Work item: Within the listing below, please copy exactly the lines between the line holding "2. Could you" and the line holding "test('<SelectField> - renders a select with correct options', ()", inclusive.

★ ★ ★ ★ ★

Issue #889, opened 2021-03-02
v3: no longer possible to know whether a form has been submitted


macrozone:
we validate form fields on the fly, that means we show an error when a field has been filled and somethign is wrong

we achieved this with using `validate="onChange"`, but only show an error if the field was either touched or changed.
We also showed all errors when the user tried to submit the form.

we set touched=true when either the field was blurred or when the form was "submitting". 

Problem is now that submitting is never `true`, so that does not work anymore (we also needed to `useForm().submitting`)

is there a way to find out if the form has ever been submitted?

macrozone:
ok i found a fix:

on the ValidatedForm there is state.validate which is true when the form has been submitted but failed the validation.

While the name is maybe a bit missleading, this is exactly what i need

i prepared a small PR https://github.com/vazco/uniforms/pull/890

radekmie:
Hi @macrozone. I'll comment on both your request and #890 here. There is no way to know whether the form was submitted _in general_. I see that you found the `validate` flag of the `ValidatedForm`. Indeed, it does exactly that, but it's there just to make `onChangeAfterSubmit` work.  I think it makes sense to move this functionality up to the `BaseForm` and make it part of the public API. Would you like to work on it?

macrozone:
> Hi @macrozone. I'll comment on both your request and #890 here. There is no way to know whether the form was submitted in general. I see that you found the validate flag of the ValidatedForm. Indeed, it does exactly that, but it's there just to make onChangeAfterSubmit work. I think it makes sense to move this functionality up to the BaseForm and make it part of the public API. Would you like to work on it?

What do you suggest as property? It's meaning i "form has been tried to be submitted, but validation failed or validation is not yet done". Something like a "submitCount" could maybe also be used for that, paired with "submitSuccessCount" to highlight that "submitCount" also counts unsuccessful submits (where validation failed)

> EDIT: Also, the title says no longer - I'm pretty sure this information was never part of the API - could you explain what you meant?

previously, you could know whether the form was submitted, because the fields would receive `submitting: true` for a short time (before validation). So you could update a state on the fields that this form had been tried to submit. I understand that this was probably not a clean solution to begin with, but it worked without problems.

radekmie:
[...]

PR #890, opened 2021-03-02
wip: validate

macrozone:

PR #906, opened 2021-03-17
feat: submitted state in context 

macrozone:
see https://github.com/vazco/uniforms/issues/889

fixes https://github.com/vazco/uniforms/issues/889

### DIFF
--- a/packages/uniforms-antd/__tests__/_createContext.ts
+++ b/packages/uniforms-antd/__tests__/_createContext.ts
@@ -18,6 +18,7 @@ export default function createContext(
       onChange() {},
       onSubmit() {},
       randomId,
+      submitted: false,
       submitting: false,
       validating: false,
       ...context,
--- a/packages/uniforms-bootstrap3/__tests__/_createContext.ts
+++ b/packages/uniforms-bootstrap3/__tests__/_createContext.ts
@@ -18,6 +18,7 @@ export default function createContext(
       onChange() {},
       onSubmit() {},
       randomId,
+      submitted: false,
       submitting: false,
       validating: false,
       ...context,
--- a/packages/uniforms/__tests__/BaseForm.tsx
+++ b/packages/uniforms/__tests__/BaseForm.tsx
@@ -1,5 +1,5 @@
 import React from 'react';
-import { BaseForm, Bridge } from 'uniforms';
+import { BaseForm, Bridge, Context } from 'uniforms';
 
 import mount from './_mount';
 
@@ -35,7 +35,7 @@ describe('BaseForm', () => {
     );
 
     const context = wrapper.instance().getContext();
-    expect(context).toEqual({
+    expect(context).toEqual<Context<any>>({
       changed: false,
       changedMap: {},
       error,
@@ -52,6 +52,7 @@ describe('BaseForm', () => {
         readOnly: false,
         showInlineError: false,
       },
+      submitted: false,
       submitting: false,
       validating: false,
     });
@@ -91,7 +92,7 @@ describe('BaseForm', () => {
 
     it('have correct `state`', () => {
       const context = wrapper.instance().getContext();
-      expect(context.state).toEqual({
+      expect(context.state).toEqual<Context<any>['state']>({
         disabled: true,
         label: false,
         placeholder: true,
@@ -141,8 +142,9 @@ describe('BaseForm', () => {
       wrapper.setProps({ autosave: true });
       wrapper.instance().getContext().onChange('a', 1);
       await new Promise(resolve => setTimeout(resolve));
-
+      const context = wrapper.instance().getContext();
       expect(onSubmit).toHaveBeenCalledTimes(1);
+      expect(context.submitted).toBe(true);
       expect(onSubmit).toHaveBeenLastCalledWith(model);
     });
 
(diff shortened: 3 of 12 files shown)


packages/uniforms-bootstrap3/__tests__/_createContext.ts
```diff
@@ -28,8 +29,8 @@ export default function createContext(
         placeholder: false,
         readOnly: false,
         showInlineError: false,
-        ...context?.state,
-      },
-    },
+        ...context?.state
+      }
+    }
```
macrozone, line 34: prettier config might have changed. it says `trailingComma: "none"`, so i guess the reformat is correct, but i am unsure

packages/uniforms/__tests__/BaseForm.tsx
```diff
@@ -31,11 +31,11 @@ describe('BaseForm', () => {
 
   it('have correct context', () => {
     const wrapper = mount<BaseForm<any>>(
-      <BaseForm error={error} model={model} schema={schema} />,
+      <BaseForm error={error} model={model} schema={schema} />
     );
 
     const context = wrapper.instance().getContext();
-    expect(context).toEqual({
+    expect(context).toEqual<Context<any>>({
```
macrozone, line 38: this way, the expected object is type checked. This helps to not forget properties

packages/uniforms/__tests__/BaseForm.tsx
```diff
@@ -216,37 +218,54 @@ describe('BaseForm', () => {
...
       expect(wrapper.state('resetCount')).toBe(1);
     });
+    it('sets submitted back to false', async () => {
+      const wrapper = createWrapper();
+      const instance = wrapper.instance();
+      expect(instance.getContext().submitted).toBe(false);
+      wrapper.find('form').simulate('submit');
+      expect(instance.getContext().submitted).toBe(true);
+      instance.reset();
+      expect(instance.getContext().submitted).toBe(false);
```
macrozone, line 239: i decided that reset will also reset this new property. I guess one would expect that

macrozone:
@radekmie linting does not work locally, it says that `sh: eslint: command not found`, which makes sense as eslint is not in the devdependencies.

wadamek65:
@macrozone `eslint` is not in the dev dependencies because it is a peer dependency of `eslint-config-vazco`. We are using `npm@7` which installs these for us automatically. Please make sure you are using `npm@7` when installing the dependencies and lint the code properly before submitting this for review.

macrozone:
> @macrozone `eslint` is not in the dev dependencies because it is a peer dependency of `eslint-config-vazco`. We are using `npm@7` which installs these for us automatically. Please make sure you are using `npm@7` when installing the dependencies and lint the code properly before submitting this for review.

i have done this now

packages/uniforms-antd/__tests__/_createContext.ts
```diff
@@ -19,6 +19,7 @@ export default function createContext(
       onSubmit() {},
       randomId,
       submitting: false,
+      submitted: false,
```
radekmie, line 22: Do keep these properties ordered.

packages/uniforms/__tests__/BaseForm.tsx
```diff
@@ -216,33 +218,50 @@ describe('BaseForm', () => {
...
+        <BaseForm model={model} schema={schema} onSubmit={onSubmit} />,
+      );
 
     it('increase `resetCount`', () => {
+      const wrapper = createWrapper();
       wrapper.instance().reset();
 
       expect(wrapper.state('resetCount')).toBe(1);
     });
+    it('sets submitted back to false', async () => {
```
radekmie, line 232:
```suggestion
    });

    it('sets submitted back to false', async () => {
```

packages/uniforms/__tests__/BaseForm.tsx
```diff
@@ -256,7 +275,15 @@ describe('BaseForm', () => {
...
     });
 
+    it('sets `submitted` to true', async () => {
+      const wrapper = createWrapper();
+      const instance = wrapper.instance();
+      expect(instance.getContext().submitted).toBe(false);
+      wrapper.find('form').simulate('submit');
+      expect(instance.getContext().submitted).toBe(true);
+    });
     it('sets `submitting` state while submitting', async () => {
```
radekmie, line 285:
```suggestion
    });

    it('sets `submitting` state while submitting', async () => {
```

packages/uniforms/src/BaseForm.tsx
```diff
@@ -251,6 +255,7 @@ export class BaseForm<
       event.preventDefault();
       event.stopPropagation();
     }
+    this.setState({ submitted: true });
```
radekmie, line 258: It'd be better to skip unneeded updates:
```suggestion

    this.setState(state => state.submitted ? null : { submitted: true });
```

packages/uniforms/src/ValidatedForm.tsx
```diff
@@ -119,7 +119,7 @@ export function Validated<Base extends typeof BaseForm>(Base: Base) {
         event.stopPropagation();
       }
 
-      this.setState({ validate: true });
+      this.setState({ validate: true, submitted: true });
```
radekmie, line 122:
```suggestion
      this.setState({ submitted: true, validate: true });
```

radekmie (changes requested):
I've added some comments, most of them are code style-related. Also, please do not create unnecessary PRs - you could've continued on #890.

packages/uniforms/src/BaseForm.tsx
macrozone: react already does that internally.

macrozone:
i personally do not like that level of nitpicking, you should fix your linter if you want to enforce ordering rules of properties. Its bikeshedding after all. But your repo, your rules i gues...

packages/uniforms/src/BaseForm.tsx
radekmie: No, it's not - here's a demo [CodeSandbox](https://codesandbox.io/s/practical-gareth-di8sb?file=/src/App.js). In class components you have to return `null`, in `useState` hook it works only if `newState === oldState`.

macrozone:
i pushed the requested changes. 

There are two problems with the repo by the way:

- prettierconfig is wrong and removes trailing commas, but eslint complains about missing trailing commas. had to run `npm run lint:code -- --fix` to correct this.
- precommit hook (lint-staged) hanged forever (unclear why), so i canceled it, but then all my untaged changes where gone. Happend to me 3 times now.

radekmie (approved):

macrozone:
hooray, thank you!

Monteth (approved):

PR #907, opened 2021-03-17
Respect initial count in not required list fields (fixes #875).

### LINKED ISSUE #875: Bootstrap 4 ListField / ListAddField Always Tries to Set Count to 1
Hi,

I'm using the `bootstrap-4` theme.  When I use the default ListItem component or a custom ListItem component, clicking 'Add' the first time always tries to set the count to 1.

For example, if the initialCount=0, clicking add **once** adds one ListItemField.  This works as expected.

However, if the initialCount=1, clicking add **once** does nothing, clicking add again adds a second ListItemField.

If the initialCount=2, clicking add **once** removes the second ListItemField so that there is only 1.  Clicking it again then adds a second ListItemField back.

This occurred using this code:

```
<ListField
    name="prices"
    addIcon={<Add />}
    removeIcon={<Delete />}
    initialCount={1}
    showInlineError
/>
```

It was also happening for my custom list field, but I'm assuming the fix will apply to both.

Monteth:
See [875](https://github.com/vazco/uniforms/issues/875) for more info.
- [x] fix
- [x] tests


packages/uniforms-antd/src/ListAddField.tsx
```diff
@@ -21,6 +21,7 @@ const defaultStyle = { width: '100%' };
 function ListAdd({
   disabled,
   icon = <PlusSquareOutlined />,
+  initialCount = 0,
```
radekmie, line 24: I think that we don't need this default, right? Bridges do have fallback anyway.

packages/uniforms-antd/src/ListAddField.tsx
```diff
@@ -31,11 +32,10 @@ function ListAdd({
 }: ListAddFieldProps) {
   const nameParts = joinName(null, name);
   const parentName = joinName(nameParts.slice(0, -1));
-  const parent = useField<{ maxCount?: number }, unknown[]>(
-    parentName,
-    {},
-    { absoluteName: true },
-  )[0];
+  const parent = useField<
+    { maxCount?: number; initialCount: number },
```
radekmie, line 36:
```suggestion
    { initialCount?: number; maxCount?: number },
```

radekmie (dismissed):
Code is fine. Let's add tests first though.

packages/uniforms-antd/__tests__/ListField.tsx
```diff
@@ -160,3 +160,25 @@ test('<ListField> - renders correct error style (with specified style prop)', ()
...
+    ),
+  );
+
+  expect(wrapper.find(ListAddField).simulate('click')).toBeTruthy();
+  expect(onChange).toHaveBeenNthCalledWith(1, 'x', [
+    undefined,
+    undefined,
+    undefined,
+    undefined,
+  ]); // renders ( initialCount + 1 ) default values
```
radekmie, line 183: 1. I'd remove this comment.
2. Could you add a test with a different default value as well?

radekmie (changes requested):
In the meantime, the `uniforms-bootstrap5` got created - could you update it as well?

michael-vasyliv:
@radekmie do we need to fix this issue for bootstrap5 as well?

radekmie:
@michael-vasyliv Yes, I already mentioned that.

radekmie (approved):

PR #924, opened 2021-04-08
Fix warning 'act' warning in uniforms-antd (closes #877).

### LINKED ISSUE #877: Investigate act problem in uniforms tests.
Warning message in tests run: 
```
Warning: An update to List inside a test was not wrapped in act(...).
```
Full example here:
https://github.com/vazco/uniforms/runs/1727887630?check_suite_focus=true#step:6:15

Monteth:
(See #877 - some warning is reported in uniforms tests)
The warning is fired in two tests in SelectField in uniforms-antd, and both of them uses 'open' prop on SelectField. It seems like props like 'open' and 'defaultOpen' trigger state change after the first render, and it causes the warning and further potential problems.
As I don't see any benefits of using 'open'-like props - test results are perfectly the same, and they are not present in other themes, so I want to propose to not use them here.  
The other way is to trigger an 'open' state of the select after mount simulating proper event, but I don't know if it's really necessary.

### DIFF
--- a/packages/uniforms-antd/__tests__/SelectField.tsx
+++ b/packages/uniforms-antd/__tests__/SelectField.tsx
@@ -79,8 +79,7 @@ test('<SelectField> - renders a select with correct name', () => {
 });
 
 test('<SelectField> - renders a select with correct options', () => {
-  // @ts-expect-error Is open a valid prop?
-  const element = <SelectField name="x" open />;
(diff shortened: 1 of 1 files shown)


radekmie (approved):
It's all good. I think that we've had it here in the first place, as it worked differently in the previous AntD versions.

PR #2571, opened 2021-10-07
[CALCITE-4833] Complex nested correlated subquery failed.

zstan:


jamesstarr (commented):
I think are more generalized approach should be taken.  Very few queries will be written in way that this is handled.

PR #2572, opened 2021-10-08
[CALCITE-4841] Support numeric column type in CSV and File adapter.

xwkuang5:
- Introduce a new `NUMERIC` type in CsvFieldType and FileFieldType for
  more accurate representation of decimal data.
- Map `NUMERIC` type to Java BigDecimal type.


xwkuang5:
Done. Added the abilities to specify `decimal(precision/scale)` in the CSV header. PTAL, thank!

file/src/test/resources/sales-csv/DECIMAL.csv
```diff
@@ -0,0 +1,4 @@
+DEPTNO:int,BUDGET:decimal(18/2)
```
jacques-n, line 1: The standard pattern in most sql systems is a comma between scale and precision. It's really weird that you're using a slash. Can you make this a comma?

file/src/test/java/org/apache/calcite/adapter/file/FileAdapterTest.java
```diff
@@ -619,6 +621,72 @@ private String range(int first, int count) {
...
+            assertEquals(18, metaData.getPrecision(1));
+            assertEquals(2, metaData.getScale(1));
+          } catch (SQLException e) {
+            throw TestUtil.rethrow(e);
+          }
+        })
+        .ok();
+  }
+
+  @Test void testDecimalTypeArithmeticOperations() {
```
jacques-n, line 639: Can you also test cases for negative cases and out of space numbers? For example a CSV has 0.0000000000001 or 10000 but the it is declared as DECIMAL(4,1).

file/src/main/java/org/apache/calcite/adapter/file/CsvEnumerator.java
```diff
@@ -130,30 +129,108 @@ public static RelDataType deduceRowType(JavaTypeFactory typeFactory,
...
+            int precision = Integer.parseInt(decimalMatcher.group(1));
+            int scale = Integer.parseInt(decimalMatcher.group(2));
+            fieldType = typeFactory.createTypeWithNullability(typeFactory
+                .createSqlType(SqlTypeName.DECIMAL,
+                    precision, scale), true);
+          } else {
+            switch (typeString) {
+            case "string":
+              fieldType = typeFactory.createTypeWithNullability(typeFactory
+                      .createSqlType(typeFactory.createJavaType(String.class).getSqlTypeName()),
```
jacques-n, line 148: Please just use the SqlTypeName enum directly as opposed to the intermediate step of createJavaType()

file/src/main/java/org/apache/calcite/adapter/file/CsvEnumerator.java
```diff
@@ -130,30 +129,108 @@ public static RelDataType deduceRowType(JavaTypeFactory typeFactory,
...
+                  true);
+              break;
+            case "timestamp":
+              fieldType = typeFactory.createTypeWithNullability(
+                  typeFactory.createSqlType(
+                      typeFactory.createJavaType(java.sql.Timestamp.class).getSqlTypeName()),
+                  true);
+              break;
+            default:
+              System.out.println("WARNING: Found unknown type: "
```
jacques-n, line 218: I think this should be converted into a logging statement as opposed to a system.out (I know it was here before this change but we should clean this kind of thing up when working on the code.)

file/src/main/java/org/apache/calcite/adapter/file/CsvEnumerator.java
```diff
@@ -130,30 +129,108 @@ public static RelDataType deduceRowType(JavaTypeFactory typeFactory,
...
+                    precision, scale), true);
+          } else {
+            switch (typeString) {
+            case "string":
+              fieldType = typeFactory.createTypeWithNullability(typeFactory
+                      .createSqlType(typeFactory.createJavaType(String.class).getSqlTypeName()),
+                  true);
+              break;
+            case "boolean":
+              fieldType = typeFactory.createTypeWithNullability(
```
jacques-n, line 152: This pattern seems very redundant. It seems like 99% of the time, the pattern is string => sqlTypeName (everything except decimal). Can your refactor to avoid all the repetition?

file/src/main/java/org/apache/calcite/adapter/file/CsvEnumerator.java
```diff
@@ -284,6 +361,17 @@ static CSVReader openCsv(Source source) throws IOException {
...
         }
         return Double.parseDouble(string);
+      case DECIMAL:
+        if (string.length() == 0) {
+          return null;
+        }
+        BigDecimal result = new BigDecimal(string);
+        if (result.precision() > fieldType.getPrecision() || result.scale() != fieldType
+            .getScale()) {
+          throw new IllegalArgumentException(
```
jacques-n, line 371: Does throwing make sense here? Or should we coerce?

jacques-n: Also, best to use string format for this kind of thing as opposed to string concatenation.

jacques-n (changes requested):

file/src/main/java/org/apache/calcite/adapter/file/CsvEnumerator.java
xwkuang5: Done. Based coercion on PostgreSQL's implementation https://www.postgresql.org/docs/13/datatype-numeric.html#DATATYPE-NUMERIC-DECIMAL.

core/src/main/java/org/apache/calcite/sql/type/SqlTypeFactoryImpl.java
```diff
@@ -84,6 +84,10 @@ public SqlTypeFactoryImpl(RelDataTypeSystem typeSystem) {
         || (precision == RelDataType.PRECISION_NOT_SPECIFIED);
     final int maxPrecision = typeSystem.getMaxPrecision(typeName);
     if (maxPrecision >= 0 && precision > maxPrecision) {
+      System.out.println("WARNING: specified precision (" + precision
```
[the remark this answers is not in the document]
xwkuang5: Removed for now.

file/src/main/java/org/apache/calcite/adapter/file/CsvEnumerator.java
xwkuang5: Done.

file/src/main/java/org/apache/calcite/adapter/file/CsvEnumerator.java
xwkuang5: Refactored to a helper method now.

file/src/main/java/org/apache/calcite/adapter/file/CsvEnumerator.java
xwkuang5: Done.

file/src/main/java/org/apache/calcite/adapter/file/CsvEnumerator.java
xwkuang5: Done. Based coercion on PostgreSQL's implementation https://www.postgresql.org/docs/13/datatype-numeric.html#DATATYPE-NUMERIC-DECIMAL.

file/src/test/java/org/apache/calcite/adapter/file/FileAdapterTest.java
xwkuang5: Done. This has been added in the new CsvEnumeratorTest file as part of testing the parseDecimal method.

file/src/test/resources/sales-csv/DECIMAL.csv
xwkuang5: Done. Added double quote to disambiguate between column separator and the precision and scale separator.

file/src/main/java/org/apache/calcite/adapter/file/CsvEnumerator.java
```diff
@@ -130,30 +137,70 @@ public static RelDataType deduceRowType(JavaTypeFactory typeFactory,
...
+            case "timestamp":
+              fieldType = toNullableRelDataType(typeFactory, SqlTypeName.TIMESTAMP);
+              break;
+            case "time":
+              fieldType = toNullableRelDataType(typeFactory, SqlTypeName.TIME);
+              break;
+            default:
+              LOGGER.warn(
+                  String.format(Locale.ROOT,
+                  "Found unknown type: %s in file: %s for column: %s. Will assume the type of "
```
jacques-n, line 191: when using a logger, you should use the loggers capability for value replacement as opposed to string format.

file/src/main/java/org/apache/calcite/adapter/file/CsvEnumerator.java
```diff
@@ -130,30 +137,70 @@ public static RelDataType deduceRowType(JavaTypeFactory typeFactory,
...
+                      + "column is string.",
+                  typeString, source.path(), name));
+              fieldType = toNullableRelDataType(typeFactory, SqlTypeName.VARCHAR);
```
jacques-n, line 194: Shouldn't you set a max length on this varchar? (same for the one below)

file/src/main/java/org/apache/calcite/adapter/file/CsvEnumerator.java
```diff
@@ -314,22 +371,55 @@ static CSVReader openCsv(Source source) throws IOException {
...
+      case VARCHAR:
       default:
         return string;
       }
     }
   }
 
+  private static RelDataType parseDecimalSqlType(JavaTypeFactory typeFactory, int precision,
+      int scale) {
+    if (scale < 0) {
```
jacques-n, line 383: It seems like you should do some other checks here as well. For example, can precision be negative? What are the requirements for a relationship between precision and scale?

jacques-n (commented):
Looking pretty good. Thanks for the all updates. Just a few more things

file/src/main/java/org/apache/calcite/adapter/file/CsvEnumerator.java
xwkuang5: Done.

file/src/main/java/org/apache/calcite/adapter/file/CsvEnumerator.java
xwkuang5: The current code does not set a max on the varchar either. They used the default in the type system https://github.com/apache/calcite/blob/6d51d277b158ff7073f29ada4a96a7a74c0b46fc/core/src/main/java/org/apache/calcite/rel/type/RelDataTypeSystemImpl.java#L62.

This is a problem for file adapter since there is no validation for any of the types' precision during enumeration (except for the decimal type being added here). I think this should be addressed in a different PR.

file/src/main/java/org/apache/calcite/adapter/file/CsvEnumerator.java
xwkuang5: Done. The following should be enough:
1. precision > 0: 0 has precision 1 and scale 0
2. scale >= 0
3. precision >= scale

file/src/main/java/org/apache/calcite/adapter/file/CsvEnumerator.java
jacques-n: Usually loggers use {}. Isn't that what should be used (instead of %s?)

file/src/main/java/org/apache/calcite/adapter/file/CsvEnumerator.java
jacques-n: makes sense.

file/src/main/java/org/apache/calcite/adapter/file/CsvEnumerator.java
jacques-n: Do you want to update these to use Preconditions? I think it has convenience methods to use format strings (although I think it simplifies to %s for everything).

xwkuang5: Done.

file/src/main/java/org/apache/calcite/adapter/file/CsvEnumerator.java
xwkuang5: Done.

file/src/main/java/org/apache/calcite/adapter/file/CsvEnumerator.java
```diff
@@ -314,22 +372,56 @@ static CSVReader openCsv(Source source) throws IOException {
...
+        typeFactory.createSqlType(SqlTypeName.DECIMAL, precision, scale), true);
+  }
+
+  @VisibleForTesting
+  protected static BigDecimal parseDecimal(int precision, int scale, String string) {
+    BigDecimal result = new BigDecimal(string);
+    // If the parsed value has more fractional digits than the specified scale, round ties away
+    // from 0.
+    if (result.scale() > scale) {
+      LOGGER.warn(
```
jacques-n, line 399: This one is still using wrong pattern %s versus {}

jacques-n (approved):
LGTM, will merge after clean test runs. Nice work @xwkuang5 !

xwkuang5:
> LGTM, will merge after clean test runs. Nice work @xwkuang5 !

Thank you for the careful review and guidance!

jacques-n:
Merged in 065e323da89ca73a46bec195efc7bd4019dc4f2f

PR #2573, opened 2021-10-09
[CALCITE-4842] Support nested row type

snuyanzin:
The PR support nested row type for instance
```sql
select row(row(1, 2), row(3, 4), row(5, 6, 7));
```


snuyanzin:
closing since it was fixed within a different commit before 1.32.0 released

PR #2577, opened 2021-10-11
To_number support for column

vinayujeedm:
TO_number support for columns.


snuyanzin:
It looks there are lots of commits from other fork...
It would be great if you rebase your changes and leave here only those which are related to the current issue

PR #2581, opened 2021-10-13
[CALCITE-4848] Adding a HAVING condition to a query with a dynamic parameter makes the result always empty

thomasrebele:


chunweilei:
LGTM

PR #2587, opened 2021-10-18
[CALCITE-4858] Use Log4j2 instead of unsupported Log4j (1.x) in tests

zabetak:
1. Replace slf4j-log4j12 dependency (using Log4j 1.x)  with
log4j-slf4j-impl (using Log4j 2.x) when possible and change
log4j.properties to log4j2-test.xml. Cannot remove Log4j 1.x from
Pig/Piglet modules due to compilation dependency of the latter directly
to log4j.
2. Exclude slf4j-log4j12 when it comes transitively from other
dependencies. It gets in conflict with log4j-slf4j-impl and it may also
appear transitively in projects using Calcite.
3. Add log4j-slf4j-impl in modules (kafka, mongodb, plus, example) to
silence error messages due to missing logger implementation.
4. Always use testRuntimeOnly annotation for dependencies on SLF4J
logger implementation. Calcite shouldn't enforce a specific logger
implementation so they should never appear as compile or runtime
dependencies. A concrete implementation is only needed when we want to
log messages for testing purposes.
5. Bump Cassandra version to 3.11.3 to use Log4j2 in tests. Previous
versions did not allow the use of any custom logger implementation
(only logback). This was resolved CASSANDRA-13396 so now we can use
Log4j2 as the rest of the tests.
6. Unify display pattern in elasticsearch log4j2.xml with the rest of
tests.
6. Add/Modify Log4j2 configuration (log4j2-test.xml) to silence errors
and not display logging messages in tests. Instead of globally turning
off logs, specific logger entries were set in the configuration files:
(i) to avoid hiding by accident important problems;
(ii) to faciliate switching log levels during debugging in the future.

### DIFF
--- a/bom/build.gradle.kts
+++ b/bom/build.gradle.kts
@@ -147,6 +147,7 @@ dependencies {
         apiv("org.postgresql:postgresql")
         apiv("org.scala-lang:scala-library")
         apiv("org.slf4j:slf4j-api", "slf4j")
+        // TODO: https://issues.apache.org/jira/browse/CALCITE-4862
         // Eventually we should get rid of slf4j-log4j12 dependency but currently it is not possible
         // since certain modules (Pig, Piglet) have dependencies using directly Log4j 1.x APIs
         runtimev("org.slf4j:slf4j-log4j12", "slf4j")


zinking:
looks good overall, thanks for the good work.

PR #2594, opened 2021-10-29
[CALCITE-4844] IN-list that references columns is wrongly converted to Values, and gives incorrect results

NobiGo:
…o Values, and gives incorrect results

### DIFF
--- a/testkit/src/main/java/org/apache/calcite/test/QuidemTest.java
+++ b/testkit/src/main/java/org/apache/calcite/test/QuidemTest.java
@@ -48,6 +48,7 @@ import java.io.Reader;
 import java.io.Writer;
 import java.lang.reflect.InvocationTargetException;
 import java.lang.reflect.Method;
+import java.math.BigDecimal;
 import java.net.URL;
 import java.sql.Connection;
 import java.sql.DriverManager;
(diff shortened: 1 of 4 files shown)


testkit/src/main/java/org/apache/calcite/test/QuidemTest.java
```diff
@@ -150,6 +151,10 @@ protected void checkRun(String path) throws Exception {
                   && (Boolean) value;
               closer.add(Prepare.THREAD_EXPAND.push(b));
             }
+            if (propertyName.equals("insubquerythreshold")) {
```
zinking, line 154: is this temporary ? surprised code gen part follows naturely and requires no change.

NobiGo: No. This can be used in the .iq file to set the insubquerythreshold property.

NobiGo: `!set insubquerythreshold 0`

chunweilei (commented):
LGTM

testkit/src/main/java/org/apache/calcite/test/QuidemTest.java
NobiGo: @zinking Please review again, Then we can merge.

★ ★ ★ ★ ★

Completed task:
2. Could you add a test with a different default value as well?

radekmie (changes requested):
In the meantime, the `uniforms-bootstrap5` got created - could you update it as well?

michael-vasyliv:
@radekmie do we need to fix this issue for bootstrap5 as well?

radekmie:
@michael-vasyliv Yes, I already mentioned that.

radekmie (approved):

PR #924, opened 2021-04-08
Fix warning 'act' warning in uniforms-antd (closes #877).

### LINKED ISSUE #877: Investigate act problem in uniforms tests.
Warning message in tests run: 
```
Warning: An update to List inside a test was not wrapped in act(...).
```
Full example here:
https://github.com/vazco/uniforms/runs/1727887630?check_suite_focus=true#step:6:15

Monteth:
(See #877 - some warning is reported in uniforms tests)
The warning is fired in two tests in SelectField in uniforms-antd, and both of them uses 'open' prop on SelectField. It seems like props like 'open' and 'defaultOpen' trigger state change after the first render, and it causes the warning and further potential problems.
As I don't see any benefits of using 'open'-like props - test results are perfectly the same, and they are not present in other themes, so I want to propose to not use them here.  
The other way is to trigger an 'open' state of the select after mount simulating proper event, but I don't know if it's really necessary.

### DIFF
--- a/packages/uniforms-antd/__tests__/SelectField.tsx
+++ b/packages/uniforms-antd/__tests__/SelectField.tsx
@@ -79,8 +79,7 @@ test('<SelectField> - renders a select with correct name', () => {
 });
 
 test('<SelectField> - renders a select with correct options', () => {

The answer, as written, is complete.